Regarding our troop of hummingbirds, I’m very sad to say that I’m not sure they all made it through the night. Of the four or five pairs that are daily visitors, today I believe I’ve only seen two pair, one black-chinned and one rufous. I hope that perhaps the others have merely put themselves into extra long comas (called torpor) as I recently learned they will do when temperatures drop. Perhaps tomorrow they will astound me yet again, tiny jeweled miracles that they are.

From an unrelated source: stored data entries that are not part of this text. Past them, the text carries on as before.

PR #11190, opened 2023-05-01
NAS-121764 / 22.12.3 / add ipmi.sel plugin

yocalebo:
This adds an `ipmi.sel` specific plugin for directly managing the ipmi SEL portion of systems. The justification for doing this is to not crowd the main `ipmi` plugin with other ipmi sub-tasks that don't really make sense. Keeping each ipmi related "sub-task" in their own plugin makes it easier to maintain and extend.

### DIFF
--- a/src/middlewared/middlewared/plugins/ipmi_/sel.py
+++ b/src/middlewared/middlewared/plugins/ipmi_/sel.py
@@ -38,14 +38,8 @@ class IpmiSelService(Service):
         """Query IPMI System Event Log (SEL) extended list"""
         rv = []
         job.set_progress(78, 'Enumerating extended event log info')
-        output = get_sel_data('elist')
-        len_output = len(output) or 1
-        increment = round(79 / len_output, 3)  # remaining ~19% of progress
-        progress_percent = 79
-        for line in output:
+        for line in get_sel_data('elist'):
             if (values := line.strip().split(',')) and len(values) == 6:
-                progress_percent += increment
-                job.set_progress(progress_percent, 'Parsing extended event log info')
                 rv.append({
                     'id': values[0].strip(),
                     'date': values[1].strip(),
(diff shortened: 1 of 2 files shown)


src/middlewared/middlewared/plugins/ipmi_/sel.py
```diff
@@ -0,0 +1,88 @@
...
+        rv = {}
+        job.set_progress(78, 'Enumerating general extended event log info')
+        output = get_sel_data('info')
+        len_output = len(output) or 1
+        increment = round(79 / len_output, 3)  # remaining ~19% of progress
+        progress_percent = 79
+        for line in output:
+            if (values := line.strip().split(':')) and len(values) == 2:
+                progress_percent += increment
+                job.set_progress(progress_percent, 'Parsing general extended event log info')
```
themylogin, line 75: Why is progress reporting necessary here, what is the data size? How much time does the entire method take and how much time passes between `set_progress` calls?

themylogin: I don't see any data streaming performed here, we wait for IPMI command to execute (which will look stalled) and then we parse its output (which will take microseconds, but yield a number of progress messages)

src/middlewared/middlewared/plugins/ipmi_/sel.py
```diff
@@ -0,0 +1,82 @@
...
+        cli_namespace = 'service.ipmi.sel'
+
+    @filterable
+    @filterable_returns(Dict('ipmi_elist', additional_attrs=True))
+    @job(lock=SEL_LOCK, lock_queue_size=1)
+    def elist(self, job, filters, options):
+        """Query IPMI System Event Log (SEL) extended list"""
+        rv = []
+        job.set_progress(78, 'Enumerating extended event log info')
+        output = get_sel_data('elist')
```
themylogin, line 41: Same here

themylogin (changes requested):

PR #11201, opened 2023-05-02
NAS-121781 / 23.10 / add -v and --no-header-output to ipmi.sel.elist

yocalebo:
This adds the `-v` command flag so we can get the event direction for each sel elist entry as well as added the `--no-header-output` flag so the column title line would not be returned in the results.


yocalebo:
retest this please

Qubad786 (approved):

PR #11206, opened 2023-05-02
NAS-121509 / 23.10 / Fix application pool name bug in kubernetes setup

Qubad786:
## Problem
There was a problem with how we removed the pool name from k3s datasets. Essentially we were relying on some custom logic which broke when pool was named `applications` and hence the resulting dataset was malformed i.e `ix-/kubectl` 

## Solution
To address this issue, we remove the complicated logic we had in place and just strip away the pool name cleanly.


sonicaj (approved):

Qubad786:
backport

PR #11217, opened 2023-05-03
NAS-121690 / 23.10 / Update NFS configuration for nfs-utils v2.6

mgrimesix:
nfs-utils has moved from v1.3 to v2.6.   One significant change is
is how the services are started and the management of the config files.

* Configuration parameters for the services are no longer passed in on the command line.
* nfs-common and nfs-kernel-server config files have been combined into a single 'ini' formatted file: /etc/nfs.utils.d/local.conf


yocalebo (approved):
Great job! This looks good but let's wait for @anodos325 final review before merge, please.

anodos325:
Looks like the test run failed test_036 (kerberos + NFS4). There may be additional configuration required to make that work, but this will be enough to at least let people start testing NFS in nightlies.

anodos325 (approved):

PR #11495, opened 2023-06-13
NAS-121605 Don't delete UEFI vars when updating VM data

MJDSys:
Change the VM manager to perserve the UEFI variables when updating the VM data in libvirt.  This adds a new argument to undefine_domain for when update_domain is updating the domain's xml to perserve the NVRAM contents.  Also change update_domain to move the NVRAM file when the domain is renamed, to preserve its contents.

This also changes undefine_domain to use libvirt's functionality to remove the NVRAM storage.


yocalebo (dismissed):

MJDSys:
I've fixed the flake8 error as well.

Qubad786 (approved):
Thank you @MJDSys for your contribution 👍

PR #11497, opened 2023-06-13
NAS-122240 / 13.1 / Network interface `link_address_b`

themylogin:


src/freenas/usr/local/lib/middlewared_truenas/plugins/failover_/event.py
```diff
@@ -890,6 +892,8 @@ def carp_backup(self, fobj, ifname, vhid, event, user_override):
                 # Sync GELI and/or ZFS encryption keys from MASTER node
                 self.middleware.call_sync('failover.sync_keys_from_remote_node')
 
+                self.run_call('failover.call_remote', 'interface.persist_link_addresses')
```
yocalebo, line 895: Other node will be running the old version of software on upgrade so this will crash. It can also crash if the other side is down. Need to catch this and ignore it so we don't break failover.

yocalebo (changes requested):

src/freenas/usr/local/lib/middlewared_truenas/plugins/failover_/event.py
yocalebo: Oh, nvm I see it's handled the function itself.

yocalebo (approved):

themylogin:
backport

themylogin:
time 12:00

PR #11499, opened 2023-06-13
NAS-121926 / 23.10 / Add DRAID support

Qubad786:
## Context

ZFS allows creating a vdev of `DRAID` type. Basically each draid type vdev has certain attributes associated with it namely:

1. parity
2. spares
3. explicitly specifying data disks

After discussion with Alexander Motin we decided to at least expose specifying parity when creating a draid type vdev similar to how raidz vdev works. With the current changes as required we can further allow specifying the other configuration options for draid type vdev if requested.

### DIFF
--- a/src/middlewared/middlewared/plugins/zfs_/pool_utils.py
+++ b/src/middlewared/middlewared/plugins/zfs_/pool_utils.py
@@ -20,9 +20,19 @@ def convert_topology(zfs, vdevs):
             topology[vdev['root'].lower()].extend(children)
         else:
             z_vdev = libzfs.ZFSVdev(zfs, 'disk')
-            z_vdev.type = vdev['type'].lower()
             z_vdev.children = children
-            topology[vdev['root'].lower()].append(z_vdev)
+            if vdev['type'].startswith('DRAID'):
+                z_vdev.type = 'draid'
+                topology['draid'].append({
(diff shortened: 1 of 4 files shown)


yocalebo (changes requested):
Our non-HA VMs have around 10 disks I believe so we can add an integration test here to ensure at least creating the pool works as well as verifying the topology is what we expect.

src/middlewared/middlewared/plugins/zfs_/pool_utils.py
```diff
@@ -20,9 +20,20 @@ def convert_topology(zfs, vdevs):
             topology[vdev['root'].lower()].extend(children)
         else:
             z_vdev = libzfs.ZFSVdev(zfs, 'disk')
-            z_vdev.type = vdev['type'].lower()
             z_vdev.children = children
-            topology[vdev['root'].lower()].append(z_vdev)
+            if vdev['type'].startswith('DRAID'):
+                vdev_type = vdev['type'][:-1].lower()
```
yocalebo, line 25: There is no reason to do `vdev_type = vdev['type'][:-1].lower()`. Just do `z_vdev.type = 'drain'` as the latter is much more readable.

yocalebo (approved):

As far as the “garden” is concerned we actually stayed *afloat* quite well, if only because we, ummm, haven’t really put it in yet. We had planned on putting all our veggies in their beds this past weekend. Thankfully for us, we got behind and everything is still safe and sound (albeit growing pretty spindly) in their warm little starter trays. We are really lucky we’ve been so overloaded with work up here, and even luckier that this winter has been such a long one . . . otherwise we may have lost everything or have been too late if summer had come early like it did last year. Sadly, I have some friends and neighbors who were not so lucky garden-wise. Note to self: seedlings don’t swim. Time to build some hoop-houses. If we had been ready, I would have planted all our veggies two weeks ago and would have undoubtedly lost the lot. It was just a case of lucky eights, I guess. Or perhaps providence, I don’t know.

Thank goodness we have three days of warm temps and sunshine ahead to hopefully wring us out a bit. Then, this weekend, we have more rain to contend with, and possibly lots of it. Drain quickly, little valley.
Wild weather is a good reminder for the homesteader that we are not in charge. At the end of the day, we’re all just hummingbirds clinging to our Feeder. We keep hovering over our task with faith that summer will come, that rain will fall, that sun will shine, that wind will cease. We’re just taking each gust as it comes; clinging fast, soaring high, soaking it in, and riding it out . . . together.

Thanks so much for reading, dear friends! Keep on keeping on!
“As long as the earth endures, seedtime and harvest, cold and heat, summer and winter, day and night will never cease.”
Genesis 8:22
Love, ~Our Holistic Homeschool~
Ahh, those dear little hummingbirds, we can learn so much from them. Beautiful, beautiful post!